Question

I) A circular coil with radius 20 cm is placed with it's plane parallel and between two straight

wires P and Q. The coil carries current I = 0.5A . I for coil is in clockwise direction when viewed
from left side. Wire P is located 40 cm to the left of a circular coil and carries current I = 0.2A
while wire Q is located 80 cm to the right of the circular coil and carries current l = 0.6A. Both
I for P and l for Q are in the same directions into the paper. Determine the resultant of magnetic field at
the centre of a circular coil from the top view.
ii) If the current in wire P is out of the page, determine the resultant of magnetic field at the centre
of a circular coil.
​

Answer 1

`B=15.433\ T` inwards when viewing from the left side.

Step-by-step explanation:

Given:

• radius of the circular loop,
  `r=0.2\ m`

• current in the coil,
  `I_c=0.5\ A`

• Direction of current is clockwise when viewed from left.

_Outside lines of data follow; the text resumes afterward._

PR #10935, opened 2026-03-30
chore(): update typescript to 6

Smrtnyk:
updates major version of typescript
 also typescript eslint is updated now since it officially supports ts 6
 Some lint errors started happening so I had to fix those as well

https://devblogs.microsoft.com/typescript/announcing-typescript-6-0/
https://github.com/typescript-eslint/typescript-eslint/releases/tag/v8.58.0

### DIFF
--- a/tsconfig.json
+++ b/tsconfig.json
@@ -26,7 +26,7 @@
     /* Modules */
     "module": "ESNext" /* Specify what module code is generated. */,
     // "rootDir": "./",                                  /* Specify the root folder within your source files. */
-    "moduleResolution": "node" /* Specify how TypeScript looks up a file from a given module specifier. */,
+    "moduleResolution": "bundler" /* Specify how TypeScript looks up a file from a given module specifier. */,
     // "baseUrl": "./",                                  /* Specify the base directory to resolve non-relative module names. */
     "paths": {
       "fabric": ["./index"],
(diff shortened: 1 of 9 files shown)


asturur:
oh it is out? let me check.

tsconfig.json
```diff
@@ -73,7 +73,6 @@
     /* Interop Constraints */
     // "isolatedModules": true,                          /* Ensure that each file can be safely transpiled without relying on other imports. */
     // "allowSyntheticDefaultImports": true,             /* Allow 'import x from y' when a module doesn't have a default export. */
-    "esModuleInterop": false /* Emit additional JavaScript to ease support for importing CommonJS modules. This enables `allowSyntheticDefaultImports` for type compatibility. */,
```
asturur, line 76: Is this a default value? if it is, let's just comment it out.

Smrtnyk: Flag is removed completely from typescript

tsconfig.json
```diff
@@ -26,7 +26,7 @@
     /* Modules */
     "module": "ESNext" /* Specify what module code is generated. */,
     // "rootDir": "./",                                  /* Specify the root folder within your source files. */
-    "moduleResolution": "node" /* Specify how TypeScript looks up a file from a given module specifier. */,
```
asturur, line 29: This must have been a thing of the past when we were transitioning.

tsconfig.json
Smrtnyk: sorry my bad, its not removed but it is always enabled and you can't set it to false anymore
 i can bring it back as a comment if you want but i don't see this having value anymore

asturur: well ok if is not an option is not an option. things works

asturur (approved):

• Distance of wire P from the loop,
  `d_p=0.4\ m`

• Distance of wire Q from the loop,
  `d_q=0.8\ m`

• current in each wires P & Q,
  `I=0.2\ A`

Now the magnetic field in coil will be inwards when viewed from left by the Maxwell's right hand thumb rule.

Magnitude is given by:

`B_c=(\mu_0.I_c)/(2R)`

`B_c=(4\pi* 10^(-7)* (0.5))/(2* 0.2)`

`B_c=15.7* 10^(-7)\ T`

Now the effect of magnetic field due to wire P at the center of the loop:

(We get the effective distance as 0.4+0.2=0.6 m)

`B_P=(\mu_0.I)/(2\pi.d_p)`

`B_P=(4\pi* 10^(-7)* (0.2))/(2\pi* 0.6)`

`B_P=6.67* 10^(-8)\ T` coming out of the loop when viewed from left.

Now the effect of magnetic field due to wire Q at the center of the loop:

(We get the effective distance as 0.8+0.2=1 m)

`B_P=(\mu_0.I)/(2\pi.d_q)`

`B_P=(4\pi* 10^(-7)* (0.2))/(2\pi* 1)`

`B_P=4* 10^(-8)\ T` going in to the loop when viewed from left.

Now the net resultant effect all the magnetic fields:

`B=B_c-B_P+B_Q`

`B=15.7-0.667+0.4`

`B=15.433\ T` inwards when viewing from the left side.